*** Available records

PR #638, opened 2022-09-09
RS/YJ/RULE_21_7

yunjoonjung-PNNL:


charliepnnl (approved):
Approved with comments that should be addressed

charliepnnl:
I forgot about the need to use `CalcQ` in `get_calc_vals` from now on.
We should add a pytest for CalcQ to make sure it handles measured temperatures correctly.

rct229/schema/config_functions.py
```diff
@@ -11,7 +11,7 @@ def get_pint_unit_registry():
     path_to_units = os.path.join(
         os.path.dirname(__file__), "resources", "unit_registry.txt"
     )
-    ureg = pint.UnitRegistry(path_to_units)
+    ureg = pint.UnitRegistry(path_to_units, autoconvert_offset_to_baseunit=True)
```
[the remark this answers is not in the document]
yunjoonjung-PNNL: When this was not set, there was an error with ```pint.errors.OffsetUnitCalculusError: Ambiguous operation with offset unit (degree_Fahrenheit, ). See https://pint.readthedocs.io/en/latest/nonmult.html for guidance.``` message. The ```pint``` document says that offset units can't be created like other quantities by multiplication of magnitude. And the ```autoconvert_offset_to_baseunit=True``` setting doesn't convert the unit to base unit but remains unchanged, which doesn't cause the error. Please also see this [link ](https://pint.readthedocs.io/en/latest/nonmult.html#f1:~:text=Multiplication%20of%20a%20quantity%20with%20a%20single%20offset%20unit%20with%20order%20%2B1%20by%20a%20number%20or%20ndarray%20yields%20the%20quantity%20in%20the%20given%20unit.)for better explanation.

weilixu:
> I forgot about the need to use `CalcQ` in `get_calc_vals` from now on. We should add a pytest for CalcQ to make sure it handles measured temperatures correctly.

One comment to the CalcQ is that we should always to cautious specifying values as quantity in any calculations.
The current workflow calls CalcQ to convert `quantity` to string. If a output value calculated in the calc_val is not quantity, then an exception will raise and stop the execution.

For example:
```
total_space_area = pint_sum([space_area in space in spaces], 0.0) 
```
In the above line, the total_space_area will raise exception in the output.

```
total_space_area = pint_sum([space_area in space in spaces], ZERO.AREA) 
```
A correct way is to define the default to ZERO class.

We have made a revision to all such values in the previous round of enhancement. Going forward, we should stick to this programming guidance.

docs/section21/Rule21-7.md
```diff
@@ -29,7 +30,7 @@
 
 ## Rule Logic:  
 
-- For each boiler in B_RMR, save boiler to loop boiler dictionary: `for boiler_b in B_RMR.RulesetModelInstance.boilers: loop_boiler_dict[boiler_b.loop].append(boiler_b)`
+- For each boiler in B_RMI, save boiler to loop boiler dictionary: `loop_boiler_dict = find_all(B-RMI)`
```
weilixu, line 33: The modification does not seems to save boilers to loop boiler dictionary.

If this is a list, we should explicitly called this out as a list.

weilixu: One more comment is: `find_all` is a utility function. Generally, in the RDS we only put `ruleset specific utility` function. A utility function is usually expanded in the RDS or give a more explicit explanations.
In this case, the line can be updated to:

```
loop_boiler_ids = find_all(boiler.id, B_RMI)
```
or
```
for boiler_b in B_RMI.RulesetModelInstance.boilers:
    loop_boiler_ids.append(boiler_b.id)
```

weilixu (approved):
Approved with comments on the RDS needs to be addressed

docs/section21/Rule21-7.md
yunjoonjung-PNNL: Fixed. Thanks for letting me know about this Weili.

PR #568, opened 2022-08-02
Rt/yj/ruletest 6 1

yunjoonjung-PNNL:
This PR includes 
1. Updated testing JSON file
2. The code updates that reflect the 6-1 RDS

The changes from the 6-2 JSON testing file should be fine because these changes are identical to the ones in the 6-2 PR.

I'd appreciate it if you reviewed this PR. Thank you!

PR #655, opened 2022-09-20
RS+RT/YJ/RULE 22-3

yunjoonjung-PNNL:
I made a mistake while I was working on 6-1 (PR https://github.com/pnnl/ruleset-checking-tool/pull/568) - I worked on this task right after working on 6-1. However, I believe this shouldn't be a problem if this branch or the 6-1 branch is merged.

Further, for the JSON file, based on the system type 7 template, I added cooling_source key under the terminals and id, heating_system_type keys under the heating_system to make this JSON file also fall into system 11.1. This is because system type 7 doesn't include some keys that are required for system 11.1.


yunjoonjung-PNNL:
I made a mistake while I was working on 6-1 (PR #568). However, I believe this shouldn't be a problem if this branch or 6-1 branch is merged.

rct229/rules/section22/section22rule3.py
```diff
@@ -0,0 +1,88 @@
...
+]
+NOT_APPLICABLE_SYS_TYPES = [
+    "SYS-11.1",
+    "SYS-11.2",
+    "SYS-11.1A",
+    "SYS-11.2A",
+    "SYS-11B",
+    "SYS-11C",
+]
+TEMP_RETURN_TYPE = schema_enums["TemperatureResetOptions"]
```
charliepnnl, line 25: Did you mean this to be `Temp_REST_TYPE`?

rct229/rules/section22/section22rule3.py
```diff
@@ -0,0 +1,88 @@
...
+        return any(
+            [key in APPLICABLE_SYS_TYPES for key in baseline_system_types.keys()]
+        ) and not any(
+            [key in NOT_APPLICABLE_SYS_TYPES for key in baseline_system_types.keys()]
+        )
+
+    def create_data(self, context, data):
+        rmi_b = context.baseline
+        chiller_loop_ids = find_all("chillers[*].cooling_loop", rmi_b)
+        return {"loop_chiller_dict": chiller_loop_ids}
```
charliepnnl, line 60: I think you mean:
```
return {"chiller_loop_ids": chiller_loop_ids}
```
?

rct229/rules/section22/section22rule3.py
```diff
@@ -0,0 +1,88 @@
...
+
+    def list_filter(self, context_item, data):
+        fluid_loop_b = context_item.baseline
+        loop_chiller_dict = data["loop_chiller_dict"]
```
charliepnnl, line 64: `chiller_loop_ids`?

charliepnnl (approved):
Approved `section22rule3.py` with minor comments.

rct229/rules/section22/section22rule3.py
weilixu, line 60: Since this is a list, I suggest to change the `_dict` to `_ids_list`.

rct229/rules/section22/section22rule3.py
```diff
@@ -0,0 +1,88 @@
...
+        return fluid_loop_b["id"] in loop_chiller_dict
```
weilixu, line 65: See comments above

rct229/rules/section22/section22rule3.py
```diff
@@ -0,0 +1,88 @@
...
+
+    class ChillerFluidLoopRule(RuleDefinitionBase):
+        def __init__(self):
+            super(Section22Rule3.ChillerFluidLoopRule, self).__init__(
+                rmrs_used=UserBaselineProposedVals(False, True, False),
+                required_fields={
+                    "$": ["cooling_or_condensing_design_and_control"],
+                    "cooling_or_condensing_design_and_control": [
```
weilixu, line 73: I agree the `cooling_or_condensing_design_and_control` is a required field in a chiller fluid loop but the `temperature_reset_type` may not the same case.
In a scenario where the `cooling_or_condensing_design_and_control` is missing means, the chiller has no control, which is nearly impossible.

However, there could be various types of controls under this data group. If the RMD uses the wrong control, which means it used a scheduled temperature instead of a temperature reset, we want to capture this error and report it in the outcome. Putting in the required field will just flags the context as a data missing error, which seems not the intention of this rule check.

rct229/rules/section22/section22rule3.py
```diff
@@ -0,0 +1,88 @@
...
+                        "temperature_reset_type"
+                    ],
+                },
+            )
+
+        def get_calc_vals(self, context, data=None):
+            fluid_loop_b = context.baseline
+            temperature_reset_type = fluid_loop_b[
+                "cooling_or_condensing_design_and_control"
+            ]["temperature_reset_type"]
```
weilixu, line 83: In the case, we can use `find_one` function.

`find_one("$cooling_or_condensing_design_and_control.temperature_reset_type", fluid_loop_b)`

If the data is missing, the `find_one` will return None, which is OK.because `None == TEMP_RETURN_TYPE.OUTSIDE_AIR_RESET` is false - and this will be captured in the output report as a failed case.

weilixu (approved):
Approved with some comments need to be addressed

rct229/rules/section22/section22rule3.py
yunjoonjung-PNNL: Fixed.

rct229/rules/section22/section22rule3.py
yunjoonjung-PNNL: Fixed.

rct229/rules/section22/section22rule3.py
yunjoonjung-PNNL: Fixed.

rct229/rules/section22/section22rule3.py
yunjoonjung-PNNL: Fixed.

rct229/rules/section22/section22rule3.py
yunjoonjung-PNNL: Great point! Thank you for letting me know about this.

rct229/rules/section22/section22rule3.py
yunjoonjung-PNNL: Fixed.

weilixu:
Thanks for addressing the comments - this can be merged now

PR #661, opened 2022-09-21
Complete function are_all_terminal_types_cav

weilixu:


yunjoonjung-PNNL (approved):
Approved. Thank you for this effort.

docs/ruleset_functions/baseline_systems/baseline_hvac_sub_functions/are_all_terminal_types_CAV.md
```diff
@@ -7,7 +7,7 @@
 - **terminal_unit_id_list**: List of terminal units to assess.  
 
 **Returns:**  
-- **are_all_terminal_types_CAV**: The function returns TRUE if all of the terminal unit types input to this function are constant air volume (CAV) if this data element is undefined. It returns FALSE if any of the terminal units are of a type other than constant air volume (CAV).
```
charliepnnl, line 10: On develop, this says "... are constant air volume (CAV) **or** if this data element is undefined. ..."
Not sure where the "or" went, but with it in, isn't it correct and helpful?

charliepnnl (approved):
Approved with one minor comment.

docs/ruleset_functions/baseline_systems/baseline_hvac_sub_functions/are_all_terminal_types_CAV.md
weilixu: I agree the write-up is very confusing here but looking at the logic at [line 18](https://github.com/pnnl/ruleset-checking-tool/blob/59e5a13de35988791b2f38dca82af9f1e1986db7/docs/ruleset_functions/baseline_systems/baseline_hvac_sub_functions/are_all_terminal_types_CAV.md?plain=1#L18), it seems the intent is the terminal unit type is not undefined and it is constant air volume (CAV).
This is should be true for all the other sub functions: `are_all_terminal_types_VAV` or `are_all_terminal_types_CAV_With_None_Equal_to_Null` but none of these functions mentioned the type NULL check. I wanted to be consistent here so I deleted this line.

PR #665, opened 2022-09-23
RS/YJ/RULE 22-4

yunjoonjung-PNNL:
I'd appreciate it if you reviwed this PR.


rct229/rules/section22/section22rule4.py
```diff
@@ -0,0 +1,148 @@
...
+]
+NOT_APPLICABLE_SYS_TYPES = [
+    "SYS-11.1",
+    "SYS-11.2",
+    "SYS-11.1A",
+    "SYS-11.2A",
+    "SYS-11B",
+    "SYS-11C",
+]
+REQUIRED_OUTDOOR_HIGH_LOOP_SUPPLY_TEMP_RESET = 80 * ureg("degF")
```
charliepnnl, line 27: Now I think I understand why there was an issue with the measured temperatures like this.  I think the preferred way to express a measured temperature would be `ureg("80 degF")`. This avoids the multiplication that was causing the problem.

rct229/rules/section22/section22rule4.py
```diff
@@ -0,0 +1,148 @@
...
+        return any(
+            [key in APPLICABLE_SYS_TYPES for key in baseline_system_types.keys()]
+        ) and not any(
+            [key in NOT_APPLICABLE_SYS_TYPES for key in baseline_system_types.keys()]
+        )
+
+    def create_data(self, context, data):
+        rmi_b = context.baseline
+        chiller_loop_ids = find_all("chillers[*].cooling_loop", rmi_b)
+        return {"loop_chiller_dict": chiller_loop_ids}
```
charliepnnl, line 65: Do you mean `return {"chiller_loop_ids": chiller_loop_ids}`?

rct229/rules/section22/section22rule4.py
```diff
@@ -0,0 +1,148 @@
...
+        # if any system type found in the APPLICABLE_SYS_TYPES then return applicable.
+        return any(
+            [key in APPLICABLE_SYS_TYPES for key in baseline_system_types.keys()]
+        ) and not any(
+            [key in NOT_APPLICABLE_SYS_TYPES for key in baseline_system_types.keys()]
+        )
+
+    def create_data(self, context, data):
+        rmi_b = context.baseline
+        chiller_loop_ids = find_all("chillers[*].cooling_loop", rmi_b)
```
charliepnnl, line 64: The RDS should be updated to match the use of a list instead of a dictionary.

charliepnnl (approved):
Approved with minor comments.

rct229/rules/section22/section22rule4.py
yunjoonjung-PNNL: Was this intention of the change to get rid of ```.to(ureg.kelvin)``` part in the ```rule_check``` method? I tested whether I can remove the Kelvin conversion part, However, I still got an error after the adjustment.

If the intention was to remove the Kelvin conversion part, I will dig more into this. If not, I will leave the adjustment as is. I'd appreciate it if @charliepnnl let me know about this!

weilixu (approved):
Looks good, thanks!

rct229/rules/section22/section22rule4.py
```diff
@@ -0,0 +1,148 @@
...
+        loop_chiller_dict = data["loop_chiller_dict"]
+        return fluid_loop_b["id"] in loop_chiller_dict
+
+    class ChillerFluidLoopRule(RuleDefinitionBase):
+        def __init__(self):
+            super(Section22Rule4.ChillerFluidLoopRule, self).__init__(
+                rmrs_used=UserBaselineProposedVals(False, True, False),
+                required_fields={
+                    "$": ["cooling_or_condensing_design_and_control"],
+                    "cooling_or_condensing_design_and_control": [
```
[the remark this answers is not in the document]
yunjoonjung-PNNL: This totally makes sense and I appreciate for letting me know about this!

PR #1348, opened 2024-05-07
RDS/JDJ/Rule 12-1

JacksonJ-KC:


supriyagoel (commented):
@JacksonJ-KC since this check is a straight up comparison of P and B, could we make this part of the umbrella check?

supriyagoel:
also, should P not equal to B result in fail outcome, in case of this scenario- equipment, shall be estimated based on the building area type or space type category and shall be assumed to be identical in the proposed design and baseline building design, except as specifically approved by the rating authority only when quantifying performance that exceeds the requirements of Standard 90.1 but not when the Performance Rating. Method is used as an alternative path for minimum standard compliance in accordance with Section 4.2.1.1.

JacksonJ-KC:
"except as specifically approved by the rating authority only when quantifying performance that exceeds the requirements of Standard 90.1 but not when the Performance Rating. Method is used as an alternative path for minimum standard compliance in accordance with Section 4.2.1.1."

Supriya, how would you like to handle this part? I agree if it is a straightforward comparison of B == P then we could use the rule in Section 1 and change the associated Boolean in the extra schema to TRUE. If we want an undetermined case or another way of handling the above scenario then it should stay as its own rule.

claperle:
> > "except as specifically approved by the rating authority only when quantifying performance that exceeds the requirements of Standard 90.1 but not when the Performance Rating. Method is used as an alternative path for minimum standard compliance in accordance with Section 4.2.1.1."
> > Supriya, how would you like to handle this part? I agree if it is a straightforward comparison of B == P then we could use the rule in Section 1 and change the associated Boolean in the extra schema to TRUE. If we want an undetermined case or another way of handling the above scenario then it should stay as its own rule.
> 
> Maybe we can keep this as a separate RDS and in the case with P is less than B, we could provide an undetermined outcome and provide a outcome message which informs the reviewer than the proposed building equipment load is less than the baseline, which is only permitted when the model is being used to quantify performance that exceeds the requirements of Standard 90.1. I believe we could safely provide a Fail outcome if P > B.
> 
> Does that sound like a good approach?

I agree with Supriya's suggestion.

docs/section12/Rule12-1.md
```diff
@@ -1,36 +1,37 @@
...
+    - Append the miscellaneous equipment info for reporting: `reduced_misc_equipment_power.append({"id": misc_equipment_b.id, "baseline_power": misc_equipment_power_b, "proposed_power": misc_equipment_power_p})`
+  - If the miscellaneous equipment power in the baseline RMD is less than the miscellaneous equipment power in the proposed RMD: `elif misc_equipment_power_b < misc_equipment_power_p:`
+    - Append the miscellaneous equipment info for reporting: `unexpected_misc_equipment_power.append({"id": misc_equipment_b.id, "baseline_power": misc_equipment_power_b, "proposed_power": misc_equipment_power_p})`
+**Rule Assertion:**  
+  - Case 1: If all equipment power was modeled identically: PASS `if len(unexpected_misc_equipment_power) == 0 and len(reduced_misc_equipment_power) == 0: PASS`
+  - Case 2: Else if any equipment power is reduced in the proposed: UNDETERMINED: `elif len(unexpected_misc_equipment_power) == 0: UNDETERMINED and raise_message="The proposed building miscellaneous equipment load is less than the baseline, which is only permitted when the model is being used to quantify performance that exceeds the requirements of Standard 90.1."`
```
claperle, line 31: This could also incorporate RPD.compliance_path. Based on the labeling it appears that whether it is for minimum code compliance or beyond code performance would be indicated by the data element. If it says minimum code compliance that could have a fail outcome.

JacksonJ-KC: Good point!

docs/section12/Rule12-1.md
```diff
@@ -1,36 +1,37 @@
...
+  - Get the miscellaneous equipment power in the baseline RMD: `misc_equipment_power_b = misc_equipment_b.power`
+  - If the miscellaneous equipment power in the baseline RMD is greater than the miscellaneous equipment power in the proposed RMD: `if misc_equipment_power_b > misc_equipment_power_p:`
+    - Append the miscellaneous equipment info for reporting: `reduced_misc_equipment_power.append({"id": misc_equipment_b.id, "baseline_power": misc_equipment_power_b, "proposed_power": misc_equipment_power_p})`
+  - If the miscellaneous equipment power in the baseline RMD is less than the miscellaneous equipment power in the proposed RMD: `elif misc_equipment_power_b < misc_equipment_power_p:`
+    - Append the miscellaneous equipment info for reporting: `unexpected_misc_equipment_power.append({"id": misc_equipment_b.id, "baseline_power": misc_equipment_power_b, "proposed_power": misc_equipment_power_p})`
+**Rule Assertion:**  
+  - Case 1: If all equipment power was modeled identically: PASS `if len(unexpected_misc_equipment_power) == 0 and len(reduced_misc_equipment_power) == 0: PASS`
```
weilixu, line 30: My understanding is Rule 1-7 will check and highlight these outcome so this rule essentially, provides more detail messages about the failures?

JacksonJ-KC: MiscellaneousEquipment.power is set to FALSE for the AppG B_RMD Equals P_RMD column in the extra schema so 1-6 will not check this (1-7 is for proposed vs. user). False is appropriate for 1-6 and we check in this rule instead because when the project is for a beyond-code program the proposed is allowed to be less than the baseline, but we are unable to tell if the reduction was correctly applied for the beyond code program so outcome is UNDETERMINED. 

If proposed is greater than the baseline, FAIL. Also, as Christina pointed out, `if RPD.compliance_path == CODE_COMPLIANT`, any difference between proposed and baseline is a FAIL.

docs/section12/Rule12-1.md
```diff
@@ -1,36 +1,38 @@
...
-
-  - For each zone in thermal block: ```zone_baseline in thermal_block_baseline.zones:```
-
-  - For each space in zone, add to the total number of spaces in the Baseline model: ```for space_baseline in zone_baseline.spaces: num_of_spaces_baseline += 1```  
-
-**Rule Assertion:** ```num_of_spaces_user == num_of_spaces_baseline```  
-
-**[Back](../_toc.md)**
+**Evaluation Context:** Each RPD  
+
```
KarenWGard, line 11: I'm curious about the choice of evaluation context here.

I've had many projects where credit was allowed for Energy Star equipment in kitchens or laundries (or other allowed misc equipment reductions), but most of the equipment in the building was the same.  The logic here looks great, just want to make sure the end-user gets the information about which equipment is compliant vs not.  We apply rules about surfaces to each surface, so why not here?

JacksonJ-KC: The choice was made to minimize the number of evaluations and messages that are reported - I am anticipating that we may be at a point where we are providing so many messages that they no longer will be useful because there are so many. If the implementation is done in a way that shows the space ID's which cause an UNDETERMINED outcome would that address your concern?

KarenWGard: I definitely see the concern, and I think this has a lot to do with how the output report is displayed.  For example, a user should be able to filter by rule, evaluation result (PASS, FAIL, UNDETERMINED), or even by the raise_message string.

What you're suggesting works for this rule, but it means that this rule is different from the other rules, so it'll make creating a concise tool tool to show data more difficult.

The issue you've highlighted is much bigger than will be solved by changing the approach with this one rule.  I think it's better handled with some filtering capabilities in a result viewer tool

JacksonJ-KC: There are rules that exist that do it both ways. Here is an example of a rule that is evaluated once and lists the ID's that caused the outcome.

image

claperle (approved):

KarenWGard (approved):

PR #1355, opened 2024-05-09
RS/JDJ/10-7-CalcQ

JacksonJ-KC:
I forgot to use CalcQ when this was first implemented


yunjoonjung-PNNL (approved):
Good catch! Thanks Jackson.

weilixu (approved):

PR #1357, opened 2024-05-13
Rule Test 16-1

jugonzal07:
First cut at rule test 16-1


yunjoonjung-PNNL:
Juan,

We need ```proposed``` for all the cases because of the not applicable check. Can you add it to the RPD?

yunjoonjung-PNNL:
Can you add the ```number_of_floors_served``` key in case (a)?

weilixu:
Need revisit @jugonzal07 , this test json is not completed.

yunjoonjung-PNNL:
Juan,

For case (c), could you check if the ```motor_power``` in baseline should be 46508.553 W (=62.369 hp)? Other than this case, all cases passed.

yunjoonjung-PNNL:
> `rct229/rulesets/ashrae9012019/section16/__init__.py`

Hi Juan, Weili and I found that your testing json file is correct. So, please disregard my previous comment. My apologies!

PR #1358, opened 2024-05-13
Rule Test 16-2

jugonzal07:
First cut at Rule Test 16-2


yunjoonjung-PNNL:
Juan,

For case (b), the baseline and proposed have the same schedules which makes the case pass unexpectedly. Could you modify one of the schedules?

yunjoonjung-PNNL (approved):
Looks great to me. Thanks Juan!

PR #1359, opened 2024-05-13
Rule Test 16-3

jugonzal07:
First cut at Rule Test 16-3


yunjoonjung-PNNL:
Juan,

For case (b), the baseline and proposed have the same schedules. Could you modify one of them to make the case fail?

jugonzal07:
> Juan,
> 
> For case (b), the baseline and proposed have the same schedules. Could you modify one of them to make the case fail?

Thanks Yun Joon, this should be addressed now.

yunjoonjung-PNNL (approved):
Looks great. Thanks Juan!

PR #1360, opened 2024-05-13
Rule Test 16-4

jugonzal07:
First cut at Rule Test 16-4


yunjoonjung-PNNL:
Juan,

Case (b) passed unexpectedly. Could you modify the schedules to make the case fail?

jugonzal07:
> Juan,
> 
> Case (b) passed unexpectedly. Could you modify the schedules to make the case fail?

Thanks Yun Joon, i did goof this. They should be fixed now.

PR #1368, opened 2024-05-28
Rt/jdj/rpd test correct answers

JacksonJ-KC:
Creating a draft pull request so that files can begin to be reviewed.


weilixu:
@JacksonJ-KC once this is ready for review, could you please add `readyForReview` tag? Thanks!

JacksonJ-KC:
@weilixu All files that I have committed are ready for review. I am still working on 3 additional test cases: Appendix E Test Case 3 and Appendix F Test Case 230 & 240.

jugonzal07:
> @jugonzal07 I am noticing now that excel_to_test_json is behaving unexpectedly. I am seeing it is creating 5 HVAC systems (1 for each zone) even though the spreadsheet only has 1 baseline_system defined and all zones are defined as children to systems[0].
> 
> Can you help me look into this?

******

▶ **What to work on**
Check the records above line by line and tally those holding the string "them". Answer with the number only.

▶ **Output of the exercise**
2